Aim of the exercise — Every line of the data, first to last, must be written out unchanged.

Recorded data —

PR #2005, opened 2023-03-04
task complete

HYPER2307:


src/inverseRobot.js
```diff
@@ -7,7 +7,17 @@
 */
```
OleziO, line 7: Remove all comments from the code.

src/inverseRobot.js
```diff
@@ -7,7 +7,17 @@
...
 
 function inverseRobot(robot) {
-  // write code here
+  const inverse = {};
+
+  for (const [key, value] of Object.entries(robot)) {
+    if (inverse[value] !== undefined) {
```
OleziO, line 13: Replace with `inverse[value]`, it will be the same as `inverse[value] !== undefined`

OleziO (changes requested):

nazarmatsevych (approved):

PR #2008, opened 2023-03-05
Inverse is ready

vanya-kalyenichenko:


src/inverseRobot.js
```diff
@@ -7,7 +7,19 @@
 */
 
 function inverseRobot(robot) {
-  // write code here
+  const correctVerion = {};
```
Volodymyr-Melnyk-Fron10der, line 10:
```suggestion
  const reversedRobot = {};
```

src/inverseRobot.js
```diff
@@ -7,7 +7,19 @@
...
+
+  for (const key in robot) {
+    const i = robot[key];
```
Volodymyr-Melnyk-Fron10der, line 13:
```suggestion
    const value = robot[key];
```

Volodymyr-Melnyk-Fron10der (changes requested):
Great job! Just pay more attention for names please

IvanFesenko (approved):
Well done

PR #2010, opened 2023-03-05
create inverse robot

allagutsul27:


src/inverseRobot.js
```diff
@@ -7,7 +7,23 @@
...
+    for (let j = i + 1; j < values.length; j++) {
+      if (values[i] === values[j]) {
+        return null;
+      } else {
+        for (const key in robot) {
+          inverse[robot[key]] = key;
+        }
+      }
+    }
+  }
```
etojeDenys, line 24: let's rewrite it just using `for of` (`Object.keys(robot)`) and checking if the property already exists in `inverse` with `.hasOwnProperty()`

etojeDenys (changes requested):

src/inverseRobot.js
```diff
@@ -7,7 +7,19 @@
...
+  const inverse = {};
+
+  const keys = Object.keys(robot);
+
+  for (const key of keys) {
+    if (inverse.hasOwnProperty(robot[key])) {
+      return null;
+    } else {
+      inverse[robot[key]] = key;
+    }
```
IvanFesenko, line 19: else statement is redudant
```suggestion
    if (inverse.hasOwnProperty(robot[key])) {
      return null;
    }
    
    inverse[robot[key]] = key;

```

IvanFesenko (approved):
Well done. Check my comment to avoid same mistakes in the future

src/inverseRobot.js
allagutsul27: Yes. I agree. Thank you for comment!

PR #2016, opened 2023-03-06
my solution

hyrych-max:


src/inverseRobot.js
```diff
@@ -8,6 +8,19 @@
 
 function inverseRobot(robot) {
   // write code here
```
OleziO, line 10: Remove comment.

src/inverseRobot.js
```diff
@@ -8,6 +8,19 @@
...
+  const correctRobot = {};
+
+  for (const key in robot) {
+    const value = robot[key];
+
+    if (correctRobot[value] !== undefined) {
```
OleziO, line 16: Replace with `correctRobot[value]`, it will be the same as `correctRobot[value] !== undefined`

OleziO (approved):

PR #2020, opened 2023-03-07
Develop

domkab:


src/inverseRobot.js
```diff
@@ -1,13 +1,33 @@
...
-/*
- * @param {object} robot
- *
- * @return {object}
-*/
+const robert = {
+  Robert: 'name',
+  123: 'chipVer',
+  113: 'chipVerPro',
+};
```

Output below —
PR #2005, opened 2023-03-04
task complete

HYPER2307:


src/inverseRobot.js
```diff
@@ -7,7 +7,17 @@
 */
```
OleziO, line 7: Remove all comments from the code.

src/inverseRobot.js
```diff
@@ -7,7 +7,17 @@
...
 
 function inverseRobot(robot) {
-  // write code here
+  const inverse = {};
+
+  for (const [key, value] of Object.entries(robot)) {
+    if (inverse[value] !== undefined) {
```
OleziO, line 13: Replace with `inverse[value]`, it will be the same as `inverse[value] !== undefined`

OleziO (changes requested):

nazarmatsevych (approved):

PR #2008, opened 2023-03-05
Inverse is ready

vanya-kalyenichenko:


src/inverseRobot.js
```diff
@@ -7,7 +7,19 @@
 */
 
 function inverseRobot(robot) {
-  // write code here
+  const correctVerion = {};
```
Volodymyr-Melnyk-Fron10der, line 10:
```suggestion
  const reversedRobot = {};
```

src/inverseRobot.js
```diff
@@ -7,7 +7,19 @@
...
+
+  for (const key in robot) {
+    const i = robot[key];
```
Volodymyr-Melnyk-Fron10der, line 13:
```suggestion
    const value = robot[key];
```

Volodymyr-Melnyk-Fron10der (changes requested):
Great job! Just pay more attention for names please

IvanFesenko (approved):
Well done

PR #2010, opened 2023-03-05
create inverse robot

allagutsul27:


src/inverseRobot.js
```diff
@@ -7,7 +7,23 @@
...
+    for (let j = i + 1; j < values.length; j++) {
+      if (values[i] === values[j]) {
+        return null;
+      } else {
+        for (const key in robot) {
+          inverse[robot[key]] = key;
+        }
+      }
+    }
+  }
```
etojeDenys, line 24: let's rewrite it just using `for of` (`Object.keys(robot)`) and checking if the property already exists in `inverse` with `.hasOwnProperty()`

etojeDenys (changes requested):

src/inverseRobot.js
```diff
@@ -7,7 +7,19 @@
...
+  const inverse = {};
+
+  const keys = Object.keys(robot);
+
+  for (const key of keys) {
+    if (inverse.hasOwnProperty(robot[key])) {
+      return null;
+    } else {
+      inverse[robot[key]] = key;
+    }
```
IvanFesenko, line 19: else statement is redudant
```suggestion
    if (inverse.hasOwnProperty(robot[key])) {
      return null;
    }
    
    inverse[robot[key]] = key;

```

IvanFesenko (approved):
Well done. Check my comment to avoid same mistakes in the future

src/inverseRobot.js
allagutsul27: Yes. I agree. Thank you for comment!

PR #2016, opened 2023-03-06
my solution

hyrych-max:


src/inverseRobot.js
```diff
@@ -8,6 +8,19 @@
 
 function inverseRobot(robot) {
   // write code here
```
OleziO, line 10: Remove comment.

src/inverseRobot.js
```diff
@@ -8,6 +8,19 @@
...
+  const correctRobot = {};
+
+  for (const key in robot) {
+    const value = robot[key];
+
+    if (correctRobot[value] !== undefined) {
```
OleziO, line 16: Replace with `correctRobot[value]`, it will be the same as `correctRobot[value] !== undefined`

OleziO (approved):

PR #2020, opened 2023-03-07
Develop

domkab:


src/inverseRobot.js
```diff
@@ -1,13 +1,33 @@
...
-/*
- * @param {object} robot
- *
- * @return {object}
-*/
+const robert = {
+  Robert: 'name',
+  123: 'chipVer',
+  113: 'chipVerPro',
+};
```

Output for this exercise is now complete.